*Exercise directions*. Look through the material for lines with the word "which", and copy each one.

┌────────

PR #940, opened 2021-04-09
AuthViewController: SignUp by default

jleandroperez:
### Fix
In this PR we're adjusting the Authentication UI, so that the app starts off with the SignUp UI.

cc @eshurakov YO!!

### Test
1. Fresh install Simplenote

- [x] Verify there is no animation at launch
- [x] Verify the Authentication UI is, at launch, in SignUp mode
- [x] Verify that clicking over the **Log In** button switches the UI to Login 

### Release

### DIFF
--- a/Simplenote/AuthViewController+Swift.swift
+++ b/Simplenote/AuthViewController+Swift.swift
@@ -59,12 +59,12 @@ extension AuthViewController {
     @objc(refreshInterfaceWithAnimation:)
     func refreshInterface(animated: Bool) {
         clearAuthenticationError()
-        refreshButtonTitles(signingIn: signingIn)
-        refreshEnabledComponents(signingIn: signingIn)
-        refreshVisibleComponents(signingIn: signingIn, animated: animated)
+        refreshButtonTitles()
+        refreshEnabledComponents()
+        refreshVisibleComponents(animated: animated)
     }
 
-    func refreshButtonTitles(signingIn: Bool) {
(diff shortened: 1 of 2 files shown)


jleandroperez:
cc @eshurakov Ready for review sir, thanks in advance!!

Simplenote/AuthViewController+Swift.swift
```diff
@@ -79,37 +74,55 @@ extension AuthViewController {
         switchActionButton.title   = switchText.uppercased()
     }
 
-    /// Displays / Hides components, based on the ViewController Mode (SignUp / LogIn)
+    /// Makes sure unused components (in the current mode) are effectively disabled
     ///
-    func refreshVisibleComponentsWithAnimation() {
-        let mustHide = !signingIn
+    func refreshEnabledComponents(signingIn: Bool) {
```
eshurakov: `signingIn` is a property on `AuthViewController`, do we really need to pass it around? Will it happen that we will pass a value here that won't match `self.signingIn`? 🤔

eshurakov (approved):
Added a small question / comment.
Other than that, looks good! 
:shipit:

Simplenote/AuthViewController+Swift.swift
jleandroperez: Too much Erlang. You're right, it makes no sense to actually pass it around!

jleandroperez:
Thank you Evgeny!!

PR #960, opened 2021-05-13
Updated signup remote to lowercase emails before sending to simperium

### LINKED ISSUE #951: Signup: Emails should be lowercased before sending to the backend
### Expected

If a user enters an email using some capital letters, it should be converted to lowercase on form submission.

### Observed

The app sends a mixed-case email to the backend for registration.

Further context in pbMoDN-2oI-p2

charliescheer:
### Fix
This PR fixes #951 

This PR is almost identical to the changes made to SNiOS in https://github.com/Automattic/simplenote-ios/pull/1272 

This PR changes the case on email addresses before they are sent to the server during signup. Previously there was an issue where mixed case email addresses where causing accounts to be created immediately borked. Setting the emails to lowercase on signup is part of fixing this problem.

There isn't much to see in this PR as the email case is being set just before being sent to the server. As such to verify the changes I have created unit tests to confirm what is being sent. While I was there I also wrote tests for the rest of SignupRemote

### Test
1. run the unit tests for SNiOS
2. Check the tests on SignupRemoteTests.swift, they should all pass and confirm the correct casing of the email address.

### Review


jleandroperez (approved):
Thank you for doing this Charlie!!

:shipit:

PR #962, opened 2021-05-14
Merge finalized release 2.12 into trunk

mokagio:
We discussed not shipping 2.12 to the users because it doesn't include user facing changes. Because of that, this is not a Draft PR as it's custom for `trunk` release merges.


JavonDavis (approved):
Same feedback as #963 🙂

PR #963, opened 2021-05-14
Merge finalized release 2.12 into develop

mokagio:
On top of release finalization, includes the automated deployment changes from #927 and some `Deliverfile` tweaks.

_Note on the failing tests:_ This is an issue in `develop` (off which merge/release-2.12.into-develop` comes from) which @jleandroperez fixed in https://github.com/Automattic/simplenote-macos/pull/964.


config/Version.public.xcconfig
```diff
@@ -2,8 +2,8 @@ VERSION_SHORT=2.12
 
 // Public long version. Example: 2.0.0.0. The last 0 means the first build for
 // version 2.0.0
-VERSION_LONG=2.12.0.2
+VERSION_LONG=2.12.0.3
 
 // This is the value for the CFBundleVersion it should be incremented on every
 // build that gets distributed
-BUILD_NUMBER=11233
+BUILD_NUMBER=11236
```
mokagio, line 9: This non linear jump is due to the testing of #927.

fastlane/Deliverfile
```diff
@@ -7,18 +9,28 @@
...
+
+# We are using the API key to upload the metadata to ASC via Deliver, but, as
+# the tool reports:
+#
+# > [!] Precheck cannot check In-app purchases with the App Store Connect API
+# > Key (yet). Exclude In-app purchases from precheck, disable the precheck step
+# > in your build step, or use Apple ID login
+#
+# Simplenote iOS doesn't use IAPs, for the moment, so we can safely skip them.
+precheck_include_in_app_purchases false
```
mokagio, line 36: Ported this change from the other apps `Deliverfile` setup, but didn't really get a chance to verify it's useful because of the issue [above](https://github.com/Automattic/simplenote-macos/pull/963#r632775227).

fastlane/Deliverfile
```diff
@@ -1,3 +1,5 @@
+# frozen_string_literal:true
+
```
mokagio, line 2: There's a bunch of RuboCop styling fixes here. 

I tried to use `deliver` to go around the issue with App Store Connect rejecting locales because "the app name is already used in this account" but it didn't work out. That's not surprising, but it was worth a shot.

I thought it would be useful to track these changes regardless.

JavonDavis (approved):
I think we should go ahead and get #964 in now that it's approved but besides from that - changes LGTM!

mokagio:
The timeline is a bit confusing. For the record, @JavonDavis and I discussed this offline. Javon's comment regarding #964 landed just _after_ my commit to address it, accbe41. 😄

PR #968, opened 2021-05-19
Tweak tests and CI configuration to work around recent flakyness

mokagio:
Since around March 2021, we've been experiencing flakyness in the CI builds, in particular one of these two scenarios:

- The tests hang on `SignupRemoteTests`, usually before any of its tests run
- The tests succeed, but CircleCI receives no output from `xcodebuild` afterwards

I don't have a solution to either, but this PR introduces a few of workarounds that I hope will help us get faster feedback and pinpoint the culprit.

- When running the tests in CI, skip what seems to be the flaky test
- Reduce the no output timeout in CI, so that if the tests hangs we won't waste 10 minutes waiting for them

---

I run the tests three times and they always passed:

image

### DIFF
--- a/Simplenote.xcodeproj/xcshareddata/xcschemes/Simplenote.xcscheme
+++ b/Simplenote.xcodeproj/xcshareddata/xcschemes/Simplenote.xcscheme
@@ -29,7 +29,8 @@
       shouldUseLaunchSchemeArgsEnv = "YES">
       <Testables>
          <TestableReference
-            skipped = "NO">
+            skipped = "NO"
+            testExecutionOrdering = "random">
             <BuildableReference
                BuildableIdentifier = "primary"
                BlueprintIdentifier = "B5CBB068241976230003C271"
--- a/Simplenote.xcodeproj/xcshareddata/xcschemes/Simplenote.xcscheme
+++ b/Simplenote.xcodeproj/xcshareddata/xcschemes/Simplenote.xcscheme
@@ -60,6 +60,13 @@
             ReferencedContainer = "container:Simplenote.xcodeproj">
          </BuildableReference>
       </BuildableProductRunnable>
+      <EnvironmentVariables>
+         <EnvironmentVariable
+            key = "CIRCLECI"
+            value = "$(CIRCLECI)"
+            isEnabled = "YES">
+         </EnvironmentVariable>
+      </EnvironmentVariables>
    </LaunchAction>
    <ProfileAction
       buildConfiguration = "Release"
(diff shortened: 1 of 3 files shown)


SimplenoteTests/SignupRemoteTests.swift
```diff
@@ -9,7 +9,18 @@ class SignupRemoteTests: XCTestCase {
...
+        // At some point in May 2021, we started experiencing CircleCI handing on this test case.
+        // After some crude experimentation, it seems that this test is the culprit. We're skipping
+        // it for the moment, while waiting for time to investigate better.
+        //
+        // - Failures examples:
+        //   https://app.circleci.com/pipelines/github/Automattic/simplenote-macos?branch=merge%2Frelease-2.12-into-develop
+        // - CI experimentation:
+        //   https://app.circleci.com/pipelines/github/Automattic/simplenote-macos?branch=explore-ci-failures
+        let isCI = (ProcessInfo.processInfo.environment["CIRCLECI"] ?? "").isEmpty == false
+        try XCTSkipIf(isCI, "Skipped because it seems to be leading to timeous in CI")
```
mokagio, line 19: On CircleCI, where `CIRCLECI` is `true` the test is skipped:

image

But locally, it isn't 

via Fastlane | via Xcode
--- | ---
`bundle exec fastlane test` image | image


_Note: I took those screenshot when there was only one test skipped, but [this build](https://app.circleci.com/pipelines/github/Automattic/simplenote-macos/2369/workflows/1745e407-0282-4612-8082-1a2465ce2397/jobs/2754) showed CI hanging on the other status code test which is now skipped, too._

Simplenote.xcodeproj/xcshareddata/xcschemes/Simplenote.xcscheme
```diff
@@ -29,7 +29,8 @@
       shouldUseLaunchSchemeArgsEnv = "YES">
       <Testables>
          <TestableReference
-            skipped = "NO">
+            skipped = "NO"
+            testExecutionOrdering = "random">
```
mokagio, line 33: This should help show whether the hanging we're experiencing in `SignupRemoteTests` is due to the test case itself or is perhaps something that happens after n seconds of the tests launch.

If it's due to the test case, it will keep hanging when running it, regardless of its position in the randomly ordered list of tests. Otherwise, we should expect the tests to hang on random test cases.

eshurakov: Should we try only with this option first, without skipping a test?

jleandroperez (approved):
+1'ing Evgeny's comment (maybe the random test execution flag would help).

Other than that, **thank you** for doing this!!

Another thing we might just consider is... dropping the troublesome tests.
But that being said, if we do so, I'd very much love to know why they're breaking. Possibly related to us subclassing an SDK networking class (and some unexpected behavior in the CI)

:shipit: on my end sir!

Simplenote.xcodeproj/xcshareddata/xcschemes/Simplenote.xcscheme
mokagio: Great idea, thanks!

Done in #970.

mokagio:
Closing in favor of #970.

PR #965, opened 2021-05-18
Merge release 2.13 beta 1 into develop

mokagio:
This is the first step of the release cycle.

This PR is important because, once merged, a bot will pick up the new localized strings and upload them to [GlotPress](https://translate.wordpress.com/) for translation.

PR #974, opened 2021-05-28
Merge finalized release 2.13 into develop

mokagio:


mokagio:
Screen Shot 2021-05-28 at 11 35 07 am

This test failure is not a failure, actually, is just that CircleCI cancelled the build when it started the app store release build on the same branch.

I'll rerun once that finishes to get it to green.

Given CircleCI won't stay with us for long, I don't think this is worth addressing tooling-wise.

fastlane/metadata/it/release_notes.txt
```diff
@@ -1 +0,0 @@
-- Corretto un bug che impediva lo spostamento della finestra dell'app
```
mokagio, line 1: Notice there's other three _deleted_ release notes locales.

That would be a problem in other apps because we wouldn't have localizations on ASC. Here, though, we have an issue that prevents store localization on the ASC end, so it doesn't matter whether or not we have up to date release notes 😞

mokagio (commented):
Notice that there's no updated localizations. That's okay though, because no new string went into 2.13 (see https://github.com/Automattic/simplenote-macos/pull/965).

fastlane/metadata/it/release_notes.txt
AliSoftware: 😒 😢 
Thanks for documenting this in your release scenario update and in p2XJRt-2Ua-p2 in the meantime 👍

AliSoftware (approved):
Unfortunate thing about the release notes 😒 
Rest LGTM. :shipit:

PR #987, opened 2021-06-29
Scrollable Tags Editor

### LINKED ISSUE #985: Tags Editor: Embed in TextView Scroll
### Details:
Replicate iOS Tags Editor behavior:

└────────

*Reply*.
_Note on the failing tests:_ This is an issue in `develop` (off which merge/release-2.12.into-develop` comes from) which @jleandroperez fixed in https://github.com/Automattic/simplenote-macos/pull/964.
_Note: I took those screenshot when there was only one test skipped, but [this build](https://app.circleci.com/pipelines/github/Automattic/simplenote-macos/2369/workflows/1745e407-0282-4612-8082-1a2465ce2397/jobs/2754) showed CI hanging on the other status code test which is now skipped, too._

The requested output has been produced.